Although the depression is more bearable now, that doesn't mean it doesn't drop-kick me occasionally and leave me completely paralyzed by it. Worse still is when Zach is down with it, too. Today is one of those days. I am barely able to function today, fighting back tears and feelings of complete despair. It's a monumental struggle but I think I'll overcome it...eventually. Maybe by tomorrow. I can't take anti-depressants because of the interaction with my pain pills...a potentially abrupt fatal one. No symptoms to let me know it is heading that way. I could give up the pain pills, but I guarantee the depression would be that much worse as I suffered from untreated chronic pain for 11 years before a doctor finally gave me something for it instead of a pat on the head and a suggestion that I just not dwell on the pain.
I'll take the pain pills thank you. As it is, I still have nights when I'm curled up in a ball on the bed waiting for the pills to take effect. I'd hate to have that happen without assurance that they will eventually kick in and I'll be pain free.
I got Zach some SAMe to see if that will help. He's tried St. John's Wort but there are side effects that make it not a viable option for him and as he can't afford to have depression on his medical records (not to mention he has no insurance due to his Tourette's and OCD) he's waiting until he can get insurance through a place of employment. If he can't find a job soon, I'll try again to get him insurance.
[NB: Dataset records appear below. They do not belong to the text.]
PR #623, opened 2023-04-14
Add sampler profiling

ivergara:
This PR leverages `pyinstrument` to provide sampling profiling to all endpoints exposed by `quetz`.

For this to happen, the `enable_sampling` configuration of the section `profiling` must be set to `True` and then adding`profiling=true` (or any value that evaluates to `True`) as a query parameter. Once this is done, the response will not be the expected one, but an HTML view of the profiling done by `pyinstrument`.

### DIFF
--- a/docs/source/deploying/configuration.rst
+++ b/docs/source/deploying/configuration.rst
@@ -225,6 +225,16 @@ You can configure the limits (quota) on the size of uploaded packages for each c
 
 :channel_quota: maximum total size (in bytes) of packages uploaded to the channel
 
+``profiling`` section
+^^^^^^^^^^^^^^^^^^^^^
+
+Quetz provides instrumentation for profiling its endpoints.
+
+:enable_sampling: enables sampling profiling by providing the query parameter `profile=true` (or any truth value) to the request.
+When active and provided the query parameter, the returned response will be highjacked to provide an HTML version of the profile output.
+
+:interval_seconds: sampling interval in seconds. If not set, it has a default value of `0.001`.
+
 Environment
 -----------
 
--- a/docs/source/deploying/configuration.rst
+++ b/docs/source/deploying/configuration.rst
@@ -230,8 +230,7 @@ You can configure the limits (quota) on the size of uploaded packages for each c
 
 Quetz provides instrumentation for profiling its endpoints.
 
-:enable_sampling: enables sampling profiling by providing the query parameter `profile=true` (or any truth value) to the request.
-When active and provided the query parameter, the returned response will be highjacked to provide an HTML version of the profile output.
+:enable_sampling: enables sampling profiling by providing the query parameter `profile=true` (or any truth value) to the request. When active and provided the query parameter, the returned response will be highjacked to provide an HTML version of the profile output.
 
 :interval_seconds: sampling interval in seconds. If not set, it has a default value of `0.001`.
 
--- a/quetz/main.py
+++ b/quetz/main.py
@@ -165,28 +165,24 @@ class CondaTokenMiddleware(BaseHTTPMiddleware):
 app.add_middleware(CondaTokenMiddleware)
 
 
-if config.profiling_enable_sampling:
-    try:
-        from pyinstrument.profiler import Profiler
-    except ModuleNotFoundError:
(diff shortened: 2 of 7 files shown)


AndreasAlbertQC:
@ivergara could you add some documentation on the new config setting [here](https://github.com/mamba-org/quetz/blob/main/docs/source/deploying/configuration.rst)?

quetz/main.py
```diff
@@ -163,6 +164,31 @@ async def dispatch(self, request, call_next):
 
 app.add_middleware(CondaTokenMiddleware)
 
+
+if config.profiling_enable_sampling:
+    try:
+        from pyinstrument.profiler import Profiler
+    except ModuleNotFoundError:
+        logger.warning("'pyinstrument' was not found, proceeding without profiling.")
+    else:
```
janjagusch, line 173: Should it be possible to enable sampling without having `pyinstrument` installed? Shouldn't we just raise hard when that's the case?

janjagusch (commented):
Thanks for this PR!

Something about your changes seems to break CI ([it was running successfully on the default branch this morning](https://github.com/mamba-org/quetz/actions/runs/4665660541/jobs/8443137314)). Could you please take a look?

quetz/main.py
ivergara: Yes, is an alternative. Since you suggest it and there is a 👍 I'll remove the try/except.

ivergara:
@janjagusch @AndreasAlbertQC a few options
1. should I add the option to activate profiling in the dev configuration?
2. How do you recommend testing this? Or is enough manual QA since this is basically for dev purposes?

janjagusch:
> 1. should I add the option to activate profiling in the dev configuration?

You mean in [this file](https://github.com/mamba-org/quetz/blob/main/dev_config.toml)? I don't have a strong preference. What about adding the section but setting it to `false`?

> 2. How do you recommend testing this? Or is enough manual QA since this is basically for dev purposes?

I'm unsure how easily we could integrate this in the current testing suite. If it's too much work, then I suggest we leave it untested for now. Let's do a manual demonstration together, so I can see that it's working.

docs/source/deploying/configuration.rst
```diff
@@ -225,6 +225,16 @@ You can configure the limits (quota) on the size of uploaded packages for each c
 
 :channel_quota: maximum total size (in bytes) of packages uploaded to the channel
 
+``profiling`` section
+^^^^^^^^^^^^^^^^^^^^^
+
+Quetz provides instrumentation for profiling its endpoints.
+
+:enable_sampling: enables sampling profiling by providing the query parameter `profile=true` (or any truth value) to the request.
+When active and provided the query parameter, the returned response will be highjacked to provide an HTML version of the profile output.
```
janjagusch, line 234: This should fix the docs CI step.

```suggestion
:enable_sampling: enables sampling profiling by providing the query parameter `profile=true` (or any truth value) to the request. When active and provided the query parameter, the returned response will be highjacked to provide an HTML version of the profile output.
```

ivergara:
> > 1. should I add the option to activate profiling in the dev configuration?
> 
> You mean in [this file](https://github.com/mamba-org/quetz/blob/main/dev_config.toml)? I don't have a strong preference. What about adding the section but setting it to `false`?

Indeed that file. Sure, I can change it to false.

 
> > 2. How do you recommend testing this? Or is enough manual QA since this is basically for dev purposes?
> 
> I'm unsure how easily we could integrate this in the current testing suite. If it's too much work, then I suggest we leave it untested for now. Let's do a manual demonstration together, so I can see that it's working.

That's why I suggested just going for manual QA only. I could see how to write a test that if profiling is enabled and the query parameter is given, the response is an HTML page instead of a JSON answer (probably via the content-type of the response). But this sounds like a very weak test.

AndreasAlbertQC:
> But this sounds like a very weak test.

True, but still better than no test, though. At least it will break if something in the setup changes (e.g. some unexpected breaking change in pyinstrument).

janjagusch:
> > But this sounds like a very weak test.
> 
> True, but still better than no test, though. At least it will break if something in the setup changes (e.g. some unexpected breaking change in pyinstrument).

I'm also in favor of this smoke test. After that, we should be good to merge.

PR #626, opened 2023-04-21
Add async friendly upload

ivergara:
Still a work in progress, but should be working in the local package store.

the `add_package` was not directly tested, only the `add_files`, but the upload doesn't use the `add_files`. Thus I added a very minimal test for `add_package` (with a bonus refactoring) and then went to turn it into an asynchronous function. `aiofiles` was already part of the dependencies but was never used until now, which provides a facade of synchronicity for FS local operations.

We can discuss some decisions, but first I wanted to make it work. Instead of saving the uploaded file with a random name and then renaming it, I'm writing it directly with the correct name. I tried the other way but didn't manage. Could give it another try if it's really critical.

Anyhow, would appreciate early feedback.

Edit:

I did end up keeping the original `add_package` because it's used in other areas and don't want to pollute the codebase with async/await keywords. Thus, added a separate async version for `add_package`. 

---
- To see the specific tasks where the Asana app for GitHub is being used, see below:
  - https://app.asana.com/0/0/1204438786781707

### DIFF
--- a/quetz/pkgstores.py
+++ b/quetz/pkgstores.py
@@ -19,6 +19,7 @@ from threading import Lock
 from typing import IO, List, Tuple, Union
 
 import aiofiles
+import aioshutil
 import fsspec
 from tenacity import retry
 from tenacity.retry import retry_if_exception_type
@@ -350,7 +351,11 @@ class S3Store(PackageStore):
     async def add_package_async(
         self, package: File, channel: str, destination: str
     ) -> None:
-        raise NotImplementedError
+        with self._get_fs() as fs:
+            bucket = self._bucket_map(channel)
+            with fs.open(path.join(bucket, destination), "wb", acl="private") as pkg:
+                # use a chunk size of 10 Megabytes
+                aioshutil.copyfileobj(package, pkg, 10 * 1024 * 1024)
 
     def add_file(
         self, data: Union[str, bytes], channel: str, destination: StrPath
@@ -494,7 +499,11 @@ class AzureBlobStore(PackageStore):
     async def add_package_async(
         self, package: File, channel: str, destination: str
     ) -> None:
-        raise NotImplementedError
+        with self._get_fs() as fs:
+            container = self._container_map(channel)
+            with fs.open(path.join(container, destination), "wb") as pkg:
+                # use a chunk size of 10 Megabytes
+                aioshutil.copyfileobj(package, pkg, 10 * 1024 * 1024)
 
     def add_file(
         self, data: Union[str, bytes], channel: str, destination: StrPath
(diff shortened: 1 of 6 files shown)


quetz/pkgstores.py
```diff
@@ -614,13 +638,18 @@ def remove_channel(self, name):
         with self._get_fs() as fs:
             fs.rm(channel_path, recursive=True)
 
-    def add_package(self, package: File, channel: str, destination: str) -> None:
+    async def add_package(self, package: File, channel: str, destination: str) -> None:
```
janjagusch, line 641:
```suggestion
   def add_package(self, package: File, channel: str, destination: str) -> None:
```

quetz/pkgstores.py
```diff
@@ -465,13 +484,18 @@ def remove_channel(self, name):
...
```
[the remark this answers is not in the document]
ivergara: Yup, didn't commit that. Good catch!

ivergara:
> This is a great first attempt, and I like the general structure of the change.

Thanks! I've tried to be as noninvasive as possible. However, besides passing the tests, we don't know yet if it's solving the originating issue. 

>  I would be very interested in seeing implementations and tests for the cloud blob stores, especially GCS.

I'm also curious about how it'd look like.

Should we add the changes to activate testing against a GCS blob store in a separate PR?

janjagusch:
@ivergara, can you take care of the lint? then this should be good to go. 👍

ivergara:
> quetz/tests/test_pkg_stores.py::test_remove_dirs[local_store] PASSED     [ 23%]
> quetz/tests/test_pkg_stores.py::test_remove_dirs[gcs_store] PASSED       [ 23%]
> quetz/tests/test_pkg_stores.py::test_store_add_list_files[gcs_store] PASSED [ 23%]
> quetz/tests/test_pkg_stores.py::test_move_file[gcs_store] PASSED         [ 24%]
> quetz/tests/test_pkg_stores.py::test_create_channel_multiple_times[gcs_store] PASSED [ 25%]

The tests against GCS did pass 🚀! Thus, at least, behavior wise it's working. Will fix the linting issue and then we're ready to merge and do a manual stress test.

quetz/pkgstores.py
```diff
@@ -571,6 +604,7 @@ def __init__(self, config):
             token=self.token if self.token else None,
             cache_timeout=self.cache_timeout,
             default_location=self.region,
+            asynchronous=True,
```
janjagusch, line 607: Do we also have to pass the `asynchronous=True` falg to the other `fsspec`-based package stores?

ivergara: That's a good question and observation. My hunch is that it should, but I'll check and most likely add that.

PR #485, opened 2023-02-27
feat(shared): provide default tokens in `useGuidelineDesignTokens`

Walkeezy:
Provide default values for all guideline tokens. Default values are collected from the UI when creating a new guideline.

How to test:
1. Serve a block, which uses the `useGuidelineDesignTokens` hook, locally (for examle the text block)
2. Check if the styles of headings, buttons etc. are matching the design tokens in the sidebar.
3. Check it also in a brand new guideline. You can create a new guideline on product.frontify.com.

Related ticket: https://app.clickup.com/t/8677fr17t


packages/text-block/src/TextBlock.tsx
```diff
@@ -23,7 +23,7 @@ export const TextBlock: FC<BlockProps> = ({ appBridge }) => {
     return (
         <div data-test-id="text-block">
             <RichTextEditor
-                designTokens={designTokens ?? undefined}
+                designTokens={designTokens}
```
rawi96: There are a few other blocks which maybe need this change?
- DoDontItem.tsx
- ImageCaption.tsx
- PersonalNoteBlock.tsx
- QuoteBlock.tsx

packages/shared/src/helpers/mergeDeep.spec.ts
```diff
@@ -0,0 +1,71 @@
...
+    test('should overwrite value for same key on nested object', () => {
+        expect(mergeDeep({ a: { a: 1 } }, { a: { a: 'overwritten', b: 2 } })).toEqual({
+            a: { a: 'overwritten', b: 2 },
+        });
+    });
+
+    test('should overwrite value for same key on nested object', () => {
+        expect(
+            mergeDeep(
+                { image: 'pipapo', content: { text: 'hello!' } },
```
celine-s, line 48: pipapo 😂

rawi96 (commented):
I commented one little nit.

And btw maybe you could use the `deepMerge` method from the RTE in fondue instead of writing an own. src/components/RichTextEditor/utils/deepMerge.ts

And for the future we should look what we do with the default design tokens within the RTE. Maybe we could now remove them. 

Rest looks good. 🚀

packages/text-block/src/TextBlock.tsx
Walkeezy: Done 👍🏻

rawi96 (approved):

PR #488, opened 2023-03-01
feat(ImageBlock): add tests

fulopdaniel:


packages/image-block/src/ImageBlock.spec.ct.tsx
```diff
@@ -1,16 +1,112 @@
 /* (c) Copyright Frontify Ltd., all rights reserved. */
 
-import { withAppBridgeBlockStubs } from '@frontify/app-bridge';
+import { AssetDummy, withAppBridgeBlockStubs } from '@frontify/app-bridge';
 import { mount } from 'cypress/react';
 import { ImageBlock } from './ImageBlock';
+import { ATTACHMENTS_SETTING_ID, IMAGE_SETTING_ID } from './settings';
 
 const ImageBlockSelector = '[data-test-id="image-block"]';
+const ImageBlockWithLinkSelector = '[data-test-id="image-block"] > a';
```
Walkeezy, line 9: Nit: don't see the point to define this as a const here, as it's only used once. IMO you could do something like this in the test, then it's also much clearer what the test actually does.

`cy.get(ImageBlockSelector).get('a').should('have.attr', 'href', 'https://frontify.com');`

fulopdaniel: I like it! 👍

Walkeezy (approved):

celine-s (commented):
looks good! Could you also add some test about the styles? Padding, border, align etc.?

fulopdaniel:
> 

Absolutely! Done

celine-s (approved):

Tom won't put him back on ours because he's so sure it's going to be overturned either in the courts or in Congress.
I still have to cook supper because Tom expects it when he comes in at night after working all day. Not that he shouldn't. I'm home, after all, and his 10+ hour days make it difficult for him to cook at 1 a.m. But there are times when I wonder how he would cope if I wasn't here. Probably just fine.
I'm going to go crawl into bed after throwing a hamburger in the skillet and a potato in the toaster oven. He can fix a salad and call it a meal. I'm doing all I can today, believe me.